Marian Kwei, 39, also had to ask herself some questions about her hair over lockdown. She was laying her edges “just to go to the supermarket”. Working from home, Marian comments that “I’m not quite sure where I’m going where I feel like I need to lay down these edges but yeah, it’s terrible.” She started to use edge controls in 2017, which she says coincided with “jumping on a bandwagon” of wearing lace front wigs.

“I got a little addicted to how natural it’d look if you just laid your edges right,” she explains. Having 4C coily edges, Marian says she’s found that “using quite a few products just helps it to lay down.” Excessively styling her edges for wigs though means “too much tension and friction.” “I found that it would make me lose hair … the bulk of my hair but mostly around my edges.”

A 2018 study by Science Direct found that over 80% of Black hair products on the market contain harmful chemicals. Choosing “natural ingredients that are beneficial to afro hair” is integral for Afrocenchix’s Joyceyln and Rachael. But what’s commonly found in our hair products? Some alcohols, specifically alcohol denat which can be drying and sodium lauryl sulfate, which can cause skin irritation, especially for people with eczema. “Silicones are not natural sealants,” explain the pair. They  hold dirt and prevent moisture absorption which can lead to weakened hair.

For many of us, slicked down hair is the pièce de resistance of many styles and many of us won’t view a hairstyle as ‘done’ without having our baby hairs appropriately laid down.

It’s something award-winning hairstylist Charlotte Mensah strives to change the narrative around  in her work. “Having unlaid edges doesn’t mean your hairdo is dry or not done,” she says. But instead laid edges should be seen as “an option not a necessity. Your edges can be lush and textured. Sometimes those short delicate strands just want to do their own thing.”

“Our relationship with sleek hair is also a by-product of the world failing to understand coarser, afro hair textures”

Striving for perfection in our hairstyles is “representative of how TV or a magazine can really affect what we think of as good looking,” Marian mentions. Our relationship with sleek hair is also a by-product of the world failing to understand coarser, afro hair textures deeming one style as professional, and the other unruly.

Black hair has long been policed; from the 18th century Tignon laws to more recently, teenager Ruby Williams undergoing a three year legal battle after repeatedly being sent home from school. The reason? Her afro hair was seen as not conforming to the school’s uniform policy. In the United States, the 2020 Crown Act is fighting to end hair texture discrimination in the workplace and at school. If passed, the act would ensure discrimination based on natural hairstyles as well as locs, braids and twists would be illegal.

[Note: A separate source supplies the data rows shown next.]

PR #5033, opened 2026-08-18
fix(settings): introduce CACHE_TICKETS_MAX_AGE derived from CACHE_TICKETS_HOURS

Rachit7168:
**Problem**
Part of  #1546 

**Before**
The `CACHE_TICKETS_HOURS` setting was missing from the configuration. The ticket cleanup task (`clean_cached_tickets`) would attempt to build a `timedelta(hours=settings.CACHE_TICKETS_HOURS)` and throw an `AttributeError`, causing the background cleanup process to fail completely.

**After**
The setting has been properly introduced via `BaseSettings` (`cache_tickets_hours: int = 24`). In `settings.py`, it is explicitly evaluated as a timedelta named `CACHE_TICKETS_MAX_AGE`. The `clean_cached_tickets` task in `cleanup.py` was then refactored to use this new timedelta constant directly instead of generating one dynamically inline, resolving the error efficiently.

## Summary by Sourcery

Restore reliable cleanup of expired cached tickets through a configurable cache age.

Bug Fixes:
- Fix cached ticket cleanup failures by introducing a configured maximum cache age and using it when removing expired tickets.

Enhancements:
- Centralize ticket cache expiry as a reusable timedelta derived from the configured retention period.

Tests:
- Add coverage verifying expired cached tickets are removed while recent tickets are retained.


Saksham-Sirohi:
The change adds `cache_tickets_max_age` defaulting to `timedelta(days=7)`, but does not define or map `CACHE_TICKETS_HOURS` / `cache_tickets_hours`. Cleanup retention becomes 7 days unless operators set the new env var, and existing hours-based config has no equivalent.

Saksham-Sirohi (changes requested):
## Request changes

The cleanup bugfix is the right idea (`CACHE_TICKETS_HOURS` is undefined today, so `clean_cached_tickets` AttributeErrors and generated ticket files never age out). Please align the implementation with the PR description before merge.

### 1. Title/body do not match the diff

The PR says you add `cache_tickets_hours: int = 24` and derive `CACHE_TICKETS_MAX_AGE` from it. The diff instead adds:

```python
cache_tickets_max_age: datetime.timedelta = datetime.timedelta(days=7)
```

`CACHE_TICKETS_HOURS` is never introduced. Please either:

- **Prefer:** `cache_tickets_hours: int = 24` (or another documented hour count) and set `CACHE_TICKETS_MAX_AGE = timedelta(hours=conf.cache_tickets_hours)`, or
- Keep a timedelta setting with a **7-day** default and rewrite the title/description so operators know the TTL is 7 days, configured as `EVY_CACHE_TICKETS_MAX_AGE`.

Do not ship a 7-day default while the write-up still claims 24 hours.

### 2. Operator config

`EVY_CACHE_TICKETS_MAX_AGE` as a pydantic `timedelta` is harder to set in TOML/env than an integer hour count. If you keep hours as the public setting, operators can set `EVY_CACHE_TICKETS_HOURS=24` without duration syntax.

### 3. Tests

Please add a small regression so this cannot silently break again: assert `CACHE_TICKETS_MAX_AGE` (or hours) exists on Django settings, and that `clean_cached_tickets` uses it without `AttributeError`.

No security concern with the approach itself; ticket PDFs just need an intentional, documented retention period.

app/tests/base/test_cleanup.py
```diff
@@ -0,0 +1,36 @@
...
+from datetime import timedelta
+from django.conf import settings
+from django.utils.timezone import now
+
+from eventyay.base.models import CachedCombinedTicket, CachedTicket
+from eventyay.base.services.cleanup import clean_cached_tickets
+
+
+@pytest.mark.django_db
+def test_clean_cached_tickets(event, order, order_position):
```
Saksham-Sirohi: These fixtures are not available here. `tests/base/` has no `conftest.py`; `event` / `order` / `order_position` are defined under `tests/tickets/api/` (and similar) and do not apply to this path.

This PR’s pytest job is `pytest tests/stable`, so this file never runs. A full `pytest tests/base/` would fail with `fixture 'event' not found`.

Move this to `app/tests/tickets/base/` and create the organizer/event/order/position in-module (see `test_shredders.py`), or put a self-contained test in `tests/stable/` so CI actually executes it.

Also set `type` and `extension` on `CachedTicket`, and use `file=None` instead of `file='test.pdf'` (the `post_delete` handler calls `instance.file.delete()`). Drop the unused `CachedCombinedTicket` import.

Saksham-Sirohi (changes requested):
## Re-review

The previous mismatch is fixed: `cache_tickets_hours: int = 24` and `CACHE_TICKETS_MAX_AGE = datetime.timedelta(hours=conf.cache_tickets_hours)`. Operators can set `EVY_CACHE_TICKETS_HOURS`. Cleanup no longer AttributeErrors. That part is good.

The regression test still does not work.

### Must fix
`app/tests/base/test_cleanup.py` requests `event`, `order`, and `order_position`, but those fixtures are not defined for `tests/base/` (they live under `tests/tickets/api/` and similar, directory-scoped). PR CI only runs `pytest tests/stable`, so this file is never executed and would fail with `fixture 'event' not found` if it were.

Please move it to `app/tests/tickets/base/` (same pattern as `test_shredders.py`: create organizer/event/order/position in the test module) **or** put a fixture-self-contained test under `tests/stable/` so the existing CI job actually runs it.

Also:
- `CachedTicket` needs `type` and `extension` (plain CharFields, no default).
- `file='test.pdf'` is not a real file; `CachedTicket` `post_delete` will try to delete it from storage. Use `file=None` (the 30-minute empty-file cleanup will not remove a ticket created just now).
- `CachedCombinedTicket` is imported and unused.

A minimal passing test is enough: assert `CACHE_TICKETS_MAX_AGE` is a timedelta, call `clean_cached_tickets(sender=None)`, and check one expired vs one fresh `CachedTicket`.

### Optional
- `cache_tickets_hours: int = Field(default=24, ge=1)` so `0` / negative hours cannot wipe or skip cleanup.
- Prefer `from datetime import timedelta` in `settings.py` instead of `import datetime`.

Production change is small and correct once the test actually runs.

Saksham-Sirohi (changes requested):
please look into test failures

ArnavBallinCode (approved):
LGTM

Saksham-Sirohi (approved):

PR #532, opened 2024-06-19
Upgrade to DataFusion 39

gruuya:
Also bump Arrow to v52.

### DIFF
--- a/src/datafusion/parser.rs
+++ b/src/datafusion/parser.rs
@@ -27,7 +27,6 @@
 
 pub use datafusion::sql::parser::Statement;
 use datafusion::sql::parser::{CopyToSource, CopyToStatement, CreateExternalTable};
-use datafusion_common::parsers::CompressionTypeVariant;
 use lazy_static::lazy_static;
 use sqlparser::ast::{CreateFunctionBody, Expr, ObjectName, OrderByExpr, Value};
 use sqlparser::tokenizer::{TokenWithLocation, Word};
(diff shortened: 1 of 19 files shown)


src/datafusion/parser.rs
```diff
@@ -51,6 +49,15 @@ fn parse_file_type(s: &str) -> Result<String, ParserError> {
...
+fn ensure_not_set<T>(field: &Option<T>, name: &str) -> Result<(), ParserError> {
+    if field.is_some() {
+        return Err(ParserError::ParserError(format!(
+            "{name} specified more than once",
+        )));
+    }
+    Ok(())
+}
+
 // XXX SEAFOWL: removed the struct definitions here because we want to use
```
mildbyte, line 61: I forgot we keep having to pull DF's parser changes and rebase ours on top of them, does DF still not have hooks to extend the parser?

src/nodes.rs
```diff
@@ -175,6 +175,14 @@ impl UserDefinedLogicalNode for SeafowlExtensionNode {
         Arc::from(self.clone())
     }
 
+    fn with_exprs_and_inputs(
+        &self,
+        _exprs: Vec<Expr>,
+        _inputs: Vec<LogicalPlan>,
+    ) -> datafusion_common::Result<Arc<dyn UserDefinedLogicalNode>> {
+        todo!("Should we implement this")
```
mildbyte, line 183: Yeah, looks like it's the same thing as `from_template`, so use that impl? I'm surprised we don't crash with this `todo()`.

https://github.com/apache/datafusion/blob/5bfc11ba4ac4f11eaf9793c668e4a064fb697e6e/datafusion/expr/src/logical_plan/extension.rs#L79-L103

```suggestion
        Ok(Arc::from(self.clone()))
```

mildbyte (approved):

src/datafusion/parser.rs
gruuya: Yes I meant to look into that, but didn't.

Looks like it's easier now, but still some methods are just private so we'd still need to copy most of the stuff.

‘Gorilla Glue girl’is not representative of how many of us understand hairstyling but what happened to her does show “what happens when pressure is put on women to look a certain way”, Joycelyn and Rachael say. Aitza agrees, rightfully referring to there being “this obsession with ‘yes, you can be natural, but you need to be a certain kind of natural”.

While laid edges are perceived to look nice, they’re largely born out of a eurocentric ideal and make us forget that curly edges can also look nice too. It should be noted that many of these edge controls are made to be harsh in order to hold. I’ve learnt that for me, covering up an uneven hairline isn’t made better by these products – but more importantly, over-manipulating our edges and excessively using edge control is, quite literally, making many of us lose our hair.